The neuroprotective role of inflammation in nervous system injuries.

The contribution of inflammation to the pathogenesis of several nervous system disorders has long been established. Other observations, however, indicate that both inflammatory cells and mediators may also have beneficial functions, assisting in repair and recovery processes. There is compelling evidence to indicate that in the injured nervous system, as in other tissues, macrophages are needed at an early stage after injury in order for healing to take place. Likewise, activated T cells of a particular specificity can reduce the spread of damage. This neuroprotective effect of T cells may be caused, at least in part, by the production of neurotrophic factors such as neurotrophin-3 or brain-derived neurotrophic factor.
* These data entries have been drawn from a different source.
Issue #22, opened 2019-01-17
Make use of the generalization feature?


ice1000:
Now, with `variable` keyword, codes like

```agda
f0 : forall {i} {A : Set i} -> blabla
f1 : forall {i} {A : Set i} -> blabla
```

can be replaced with

```agda
variable
  i : Level
  A : Set i
f0 : blabla
f1 : blabla
```

which makes the code more readable.

PR #24, opened 2019-01-18
Make use of `variable`

ice1000:


ice1000:
#22

Cubical/Core/Glue.agda
```diff
@@ -45,44 +45,50 @@ open import Agda.Builtin.Cubical.Glue public
...
 open isEquiv public
 
-fiber : ∀ {ℓ ℓ'} {A : Set ℓ} {B : Set ℓ'} (f : A → B) (y : B) → Set (ℓ-max ℓ ℓ')
+private
+  variable
+    ℓ ℓ' : Level
+    A : Set ℓ
+    B : Set ℓ'
+
+fiber : ∀ {A : Set ℓ} {B : Set ℓ'} (f : A → B) (y : B) → Set (ℓ-max ℓ ℓ')
```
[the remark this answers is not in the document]
mortberg: I guess it might be because you need to quantify over arbitrary A and B here and not use the A and B from the top variables? If that's the case then I think it would be bit nicer to only use `variable` for the Levels and not A and B.

Cubical/Core/Id.agda
```diff
@@ -64,25 +64,30 @@ open import Cubical.Core.PropositionalTruncation public
 
 {- BUILTIN ID Id -}
 
-_≡_ : ∀ {ℓ} {A : Set ℓ} → A → A → Set ℓ
+private
+  variable
+    ℓ ℓ' : Level
+    A : Set ℓ
+    x y z : A
```
mortberg: I would not declare x y z up here as y is used for other things later.

Cubical/Core/Prelude.agda
```diff
@@ -28,102 +28,104 @@ open import Cubical.Core.Primitives public
...
+_≡⟨⟩_ : (x : A) → x ≡ y → x ≡ y
+_ ≡⟨⟩ x≡y = x≡y
 
-  _≡-qed _∎ : (x : A) → x ≡ x
-  _ ≡-qed  = refl
-  _∎ = _≡-qed
+_≡⟨_⟩_ : (x : A) → x ≡ y → y ≡ z → x ≡ z
+_ ≡⟨ x≡y ⟩ y≡z = compPath x≡y y≡z
 
+_≡-qed _∎ : (x : A) → x ≡ x
```
mortberg: Why is x being parametrized over explicitly here? Same for some of the above definitions.

Cubical/Core/Primitives.agda
```diff
@@ -140,25 +140,31 @@ ouc = primSubOut
 -- When calling "hcomp A φ u a" Agda makes sure that "a" agrees with "u i0" on "φ".
 -- hcomp : ∀ {ℓ} {A : Set ℓ} {φ : I} (u : I → Partial A φ) (a : A) → A
 
+private
+  variable
+    ℓ  : Level
+    ℓ′ : I → Level
+    A′ : Set ℓ
+    φ : I
```
mortberg: I would put A' and phi back below so that the rules read exactly like the typing rule from the papers. Also, why is it A' and not A?

Cubical/Core/PropositionalTruncation.agda
```diff
@@ -19,15 +19,20 @@ data ∥_∥ {ℓ} (A : Set ℓ) : Set ℓ where
   ∣_∣ : A → ∥ A ∥
   squash : ∀ (x y : ∥ A ∥) → x ≡ y
 
-recPropTrunc : ∀ {ℓ} {A : Set ℓ} {P : Set ℓ} → isProp P → (A → P) → ∥ A ∥ → P
+private
+  variable
+    ℓ : Level
+    A : Set ℓ
+
+recPropTrunc : ∀ {A : Set ℓ} {P : Set ℓ} → isProp P → (A → P) → ∥ A ∥ → P
```
mortberg: Why is A explicitly quantified here?

Cubical/Core/Glue.agda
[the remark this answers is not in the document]
ice1000: Because if `A` is generalized, the level of A and `l` will become separated variables, causing some problems.

Cubical/Core/Prelude.agda
ice1000: I think I didn't change the semantics, this question should be asked to the original author...

ice1000:
@mortberg all generalized variables are implicit.

Cubical/Core/PropositionalTruncation.agda
ice1000: Oh! I forgot about that. Will update soon

Cubical/Core/Primitives.agda
ice1000: Because `A` is already used a lot in the rest of the file and they're not `Set l`.

Cubical/Core/Id.agda
ice1000: Considering that unused/shadowed variables are not gonna be generalized, do you still think so?

I'm fine with writing x y z explicitly.

Cubical/Core/PropositionalTruncation.agda
ice1000: No. For the same reason as mentioned above, we need to ensure that the level of `A` and `P` are the same variable.

ice1000: Tried to make them different and it doesn't cause any problem.
Will remove the explicit `A` here.

Cubical/Core/Glue.agda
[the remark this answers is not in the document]
mortberg: I see. Let's remove A and B from the variables and have them explicitly then. It's a bit confusing if we generalize A and B at the top and then still have to abstract over A's and B's in some of the definitions.

Cubical/Core/Id.agda
mortberg: Yes, I'm not a big fan of shadowing the global variables. When reading the file top-down I would get confused if I first think that "y : A" but then y suddenly has another type in some definitions.

Cubical/Core/Prelude.agda
mortberg: I just copy-pasted this code from the standard library :) 

I don't know if this is used anywhere actually... Maybe it should just be removed.

Cubical/Core/Primitives.agda
mortberg: Ok, let's put the types back so that the definitions later look like the typing rules in our papers. Maybe one should format the types of the Kan operations like in https://www.cl.cam.ac.uk/~rio22/agda/cubical-topos/fibrations.html#3142

Cubical/Core/Glue.agda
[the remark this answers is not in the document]
ice1000: Ok.

Cubical/Core/Id.agda
ice1000: Works for me.

(BTW if we have the HTML website, people can click on the generalized variable and jump to their `variable` definitions)

Cubical/Core/Prelude.agda
ice1000: Oh. That's because the `EqReasoning` style reasoning explicitly specifies the last step of the equation transformation, so `x : A` here.

Cubical/Core/Glue.agda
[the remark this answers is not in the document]
ice1000: Done.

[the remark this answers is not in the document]
mortberg: Is it? I might be confused, but A and B are still in the variable list?

Cubical/Core/Id.agda
ice1000: Done.

ice1000:
I think I've got everything done, this PR is now ready-to-merge.

mortberg:
Thanks, merging.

Interestingly, recent findings indicate that immune cells are able to produce a variety of neurotrophic factors which promote neuronal survival and may also mediate anti-inflammatory effects. Numerous cytokines are induced after nervous system injuries. Some cytokines, such as TNF-alpha, IL-1 and IFN-gamma, are well known for their promotion of inflammatory responses. However, these cytokines also have immunosuppressive functions and their subsequent expression also assists in repair or recovery processes, suggesting a dual role for some pro-inflammatory cytokines. This should be clarified, as it may be crucial in the design of therapeutic strategies to target specific cytokine(s). Finally, there is a growing body of evidence to show that autoreactive IgM antibodies may constitute an endogenous system of tissue repair, and therefore prove of value as a therapeutic strategy. Available evidence would appear to indicate that the inflammatory response observed in several neurological conditions is more complex than previously thought. Therefore, the design of more effective therapies depends on a clear delineation of the beneficial and detrimental effects of inflammation.